DRMacIver's Notebook

An Annoyingly Hard Algorithm to Beat

Published: 2020-07-22

I have a vice, and that vice is clever solutions. I love it when I can hit a problem with some giant theory hammer that cracks it right open. I don’t claim this is a good way to solve problems, but it sure is aesthetic.

So let me tell you about an algorithm I resent so much. It looks like this:


failures = 0

# 10 is arbitrary and the value that works best
# varies by problem.
while failures < 10:
    try_a_random_thing()

    if the_thing_succeeded():
        failures = 0
    elif the_thing_was_bad():
        failures += 1

I call these failure/success loops. As far as I know they’re idiosyncratic to me but I’m sure it’s a reinvention because they’re so obvious.

The basic idea is that you can use them to spend more time on things that have a high chance of succeeding. The parameter value (10 in this case) basically reduces variance at the cost of higher overhead, but either way you end up running things that have a higher chance of working for longer (I haven’t bothered to do the maths of the exact distribution, because I inevitably end up using these in situations where success changes the probabiltiy of future successes anyway).

Why do I resent the failure/success loop algorithm?

Well because it’s so dumb and it keeps beating better options.

For example suppose you have a multi-armed bandit problem, where you have \(n\) arms and you want to pull arms that succeed and not pull arms that fail. Try the following:


def bandit(arms, max_pulls):
    pulls = 0

    while True:
        for arm in arms:
            failures = 0
            # Why three? Who knows! But somehow three
            # often ends up being a good choice here.
            while failures < 3:
                result = arm.pull()
                pulls += 1
                if pulls >= max_pulls:
                    return
                if result:
                    failures = 0
                else:
                    failures += 1

This keeps pulling each arm until it’s failed three times in a row, then moves on to the next one.

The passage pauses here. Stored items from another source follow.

PR #120, opened 2023-03-21
Add Side Length checker

exAClior:
I added checks for side length to be greater than zero for `CubicBoundary` and `RectangularBoundary`.

I did two unit tests locally. One of them gave an error shown below. Looks like zygote might create a `CubicBoundary` with negative side length. However, I was not able to reproduce this again. 
```
Gradients: Error During Test at /Users/yushengzhao/projects/Molly.jl/test/zygote.jl:1
  Got exception outside of a @test
  AssertionError: Side lengths need to be larger than 0
  Stacktrace:
    [1] CubicBoundary
      @ ~/projects/Molly.jl/src/spatial.jl:38 [inlined]
    [2] accum(x::NamedTuple{(:side_lengths,), Tuple{SizedVector{3, Float64, Vector{Float64}}}}, y::SVector{3, Float64})
      @ Molly ~/projects/Molly.jl/src/zygote.jl:137
    [3] (::Zygote.var"#back#291"{:contents, Zygote.Context{false}, Core.Box, CubicBoundary{Float64}})(Δ::SVector{3, Float64})
      @ Zygote ~/.julia/packages/Zygote/xGkZ5/src/lib/lib.jl:237
    [4] (::Zygote.var"#2149#back#292"{Zygote.var"#back#291"{:contents, Zygote.Context{false}, Core.Box, CubicBoundary{Float64}}})(Δ::SVector{3, Float64})
      @ Zygote ~/.julia/packages/ZygoteRules/OgCVT/src/adjoint.jl:71
    [5] Pullback
      @ ~/projects/Molly.jl/test/zygote.jl:136 [inlined]
    [6] (::typeof(∂(λ)))(Δ::Float64)
      @ Zygote ~/.julia/packages/Zygote/xGkZ5/src/compiler/interface2.jl:0
    [7] (::Zygote.var"#68#69"{typeof(∂(λ))})(Δ::Float64)
      @ Zygote ~/.julia/packages/Zygote/xGkZ5/src/compiler/interface.jl:45
    [8] gradient(::Function, ::Float64, ::Vararg{Float64})
      @ Zygote ~/.julia/packages/Zygote/xGkZ5/src/compiler/interface.jl:97
    [9] macro expansion
      @ ~/projects/Molly.jl/test/zygote.jl:196 [inlined]
   [10] macro expansion
      @ /Applications/Julia-1.8.app/Contents/Resources/julia/share/julia/stdlib/v1.8/Test/src/Test.jl:1363 [inlined]
   [11] top-level scope
      @ ~/projects/Molly.jl/test/zygote.jl:2
   [12] include(fname::String)
      @ Base.MainInclude ./client.jl:476
   [13] top-level scope
      @ ~/projects/Molly.jl/test/runtests.jl:82
   [14] include(fname::String)
      @ Base.MainInclude ./client.jl:476
   [15] top-level scope
      @ none:6
   [16] eval
      @ ./boot.jl:368 [inlined]
   [17] exec_options(opts::Base.JLOptions)
      @ Base ./client.jl:276
   [18] _start()
      @ Base ./client.jl:522
Test Summary: | Pass  Error  Total     Time
Gradients     |    9      1     10  1m41.3s
ERROR: LoadError: Some tests did not pass: 9 passed, 0 failed, 1 errored, 0 broken.
in expression starting at /Users/yushengzhao/projects/Molly.jl/test/zygote.jl:1
in expression starting at /Users/yushengzhao/projects/Molly.jl/test/runtests.jl:81
ERROR: Package Molly errored during testing
```

### DIFF
--- a/src/spatial.jl
+++ b/src/spatial.jl
@@ -27,17 +27,15 @@ Setting one or more values to `Inf` gives no boundary in that dimension.
 """
 struct CubicBoundary{T}
     side_lengths::SVector{3, T}
+    CubicBoundary(side_lengths::SVector{3, E}) where E = (
+        all(a -> a >= 0*unit(a),  side_lengths) ?
+        new{E}(side_lengths) :
+        throw(DomainError("Side lengths need to be positive, got $side_lengths"))
+    )
 end
 
-function CubicBoundary(x, y, z)
-    @assert all(a -> a > 0*unit(a), [x, y, z]) "Side lengths need to be larger than 0, got [$x,$y,$z]"
-    CubicBoundary(SVector{3}(x, y, z))
-end
-
-function CubicBoundary(arr)
-    @assert all(x -> x > 0*unit(x), arr) "Side lengths need to be larger than 0, got $arr"
-    CubicBoundary(SVector{3}(arr))
-end
+CubicBoundary(x, y, z) = CubicBoundary(SVector{3}(x, y, z))
+CubicBoundary(arr) = CubicBoundary(SVector{3}(arr))
 
 Base.getindex(b::CubicBoundary, i::Integer) = b.side_lengths[i]
 Base.firstindex(b::CubicBoundary) = b.side_lengths[1]
@@ -52,16 +50,15 @@ Setting one or more values to `Inf` gives no boundary in that dimension.
 """
 struct RectangularBoundary{T}
     side_lengths::SVector{2, T}
+    RectangularBoundary(side_lengths::SVector{2, E}) where E = (
+        all(a -> a >= 0 * unit(a), side_lengths) ?
+        new{E}(side_lengths) :
+        throw(DomainError("Side lengths need to be positive, got $side_lengths"))
+    )
 end
 
-function RectangularBoundary(x, y)
-    @assert all(a -> a > 0*unit(a), [x, y]) "Side lengths need to be larger than 0, got [$x, $y]"
-    RectangularBoundary(SVector{2}(x, y))
-end
-function RectangularBoundary(arr)
-    @assert all(x -> x > 0*unit(x), arr) "Side lengths need to be larger than 0, got $arr"
-    RectangularBoundary(SVector{2}(arr))
-end
+RectangularBoundary(x, y) = RectangularBoundary(SVector{2}(x, y))
+RectangularBoundary(arr) = RectangularBoundary(SVector{2}(arr))
 
 Base.getindex(b::RectangularBoundary, i::Integer) = b.side_lengths[i]
 Base.firstindex(b::RectangularBoundary) = b.side_lengths[1]
--- a/src/spatial.jl
+++ b/src/spatial.jl
@@ -30,12 +30,12 @@ struct CubicBoundary{T}
 end
 
 function CubicBoundary(x, y, z)
-    @assert all(a -> a > 0, [x, y, z]) "Side lengths need to be larger than 0"
+    @assert all(a -> a > 0*unit(a), [x, y, z]) "Side lengths need to be larger than 0"
     CubicBoundary(SVector{3}(x, y, z))
 end
 
 function CubicBoundary(arr)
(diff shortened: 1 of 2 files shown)


JaydevSR:
Shouldn't this be a `DomainError`? It seems more appropriate for the cases when only certain set of arguments are allowed.

jgreener64 (changes requested):
Thanks for doing this.

Indeed it could be a `DomainError`. Also, the check can be made once as part of an [inner constructor](https://docs.julialang.org/en/v1/manual/constructors/#man-inner-constructor-methods) in the struct definition.

With regards to the error, I just remembered that the gradient code uses boundaries with zero length sides to accumulate gradients. So maybe just check that side lengths aren't negative to allow this to work.

JaydevSR:
> > Shouldn't this be a `DomainError`? It seems more appropriate for the cases when only certain set of arguments are allowed. Also, array construction (i.e. `[x, y, z]` etc.) can also be easily skipped in the condition by using `&&`s instead, not that it would make a big difference but still 🤔
> 
> You are absolutely correct about both. Thank you so much for pointing them out! I considered other ways instead of doing `[x,y,z]` but nothing gives a clean-looking code since I would need to include the `unit(x)` for all three sides. Or maybe I am misinterpreting your suggestion of using `&&`?

This is not an issue here infact it will make no difference at all as this is just setup code for a simulation. But usually we try to avoid array allocation in simulation codes so I just pointing it out out of a habit 😅. So you can easily ignore this comment.

exAClior:
> Thanks for doing this.
> 
> Indeed it could be a `DomainError`. Also, the check can be made once as part of an [inner constructor](https://docs.julialang.org/en/v1/manual/constructors/#man-inner-constructor-methods) in the struct definition.
> 
> With regards to the error, I just remembered that the gradient code uses boundaries with zero length sides to accumulate gradients. So maybe just check that side lengths aren't negative to allow this to work.

Thank you so much for pointing out the inner constructor, I think it solves some of the concerns about using `[x,y,z]` Hopefully, the code is now a bit neater. 

I also allowed negative values to pass too.

src/spatial.jl
```diff
@@ -27,6 +27,11 @@ Setting one or more values to `Inf` gives no boundary in that dimension.
 """
 struct CubicBoundary{T}
     side_lengths::SVector{3, T}
+    CubicBoundary(side_lengths::SVector{3, E}) where E = (
+        all(a -> a >= 0*unit(a),  side_lengths) ?
+        new{E}(side_lengths) :
+        throw(DomainError("Side lengths need to be positive, got $side_lengths"))
```
jgreener64, line 33: Maybe change to "Side lengths can't be negative" to match the check.

src/spatial.jl
```diff
@@ -27,6 +27,11 @@ Setting one or more values to `Inf` gives no boundary in that dimension.
 """
 struct CubicBoundary{T}
     side_lengths::SVector{3, T}
+    CubicBoundary(side_lengths::SVector{3, E}) where E = (
+        all(a -> a >= 0*unit(a),  side_lengths) ?
```
jgreener64, line 31: You can use `zero(a)` rather than `0*unit(a)`.

src/spatial.jl
```diff
@@ -27,6 +27,11 @@ Setting one or more values to `Inf` gives no boundary in that dimension.
 """
 struct CubicBoundary{T}
     side_lengths::SVector{3, T}
+    CubicBoundary(side_lengths::SVector{3, E}) where E = (
```
jgreener64, line 30: This could be written in the standard function form, i.e. `function`, for readability. Also with an explicit `if`/`else`.

jgreener64 (changes requested):
Looks good, just minor changes.

src/spatial.jl
exAClior: My bad, forgot to change this to include the zero case.

src/spatial.jl
exAClior: Indeed, I have made the change. Thanks for pointing it out.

Is this optimal? No, obviously not. This is a well studied problem with lots of interesting theory about regret bounds. From a theoretical point of view this algorithm is garbage.

And also every damn time I try to write a multiarmed bandit code and feel super pleased with myself at getting to use some clever theory I find rough edges, go “Hmm… What if I just insert a bit of pregaming to prime the bandit with better information?” and then before I know it I’ve deleted the bandit code and am left with something that looks like the above.

Why does this keep happening?

I think there are a couple of reasons.

The first is that the situations where they end up beating out clever algorithms for me tend to be ones where nothing is going to work especially well. For example the above bandit algorithm seems to work pretty well in cases where most of the bandit arms have no chance of working and a few of the arms have a not-terrible chance of working. What ends up happening in these cases is that clever algorithms end up not buying you much, occasionally get stuck in weird ways, and you pay high overhead for their complexity.

The second is that the virtue of this algorithm is it’s incredibly simple and thus it’s easy to tinker with - you can fiddle with the parameter on the fly, you can try other things in the middle, and it pretty much all works fine. There’s no complicated state to maintain, and there’s plenty of room to maneuver as the result of the simplicity, so even if the base algorithm doesn’t work something like it will.

In some sense this is perhaps evidence that the algorithm is less dumb than it seems, but that doesn’t mean I resent it any less.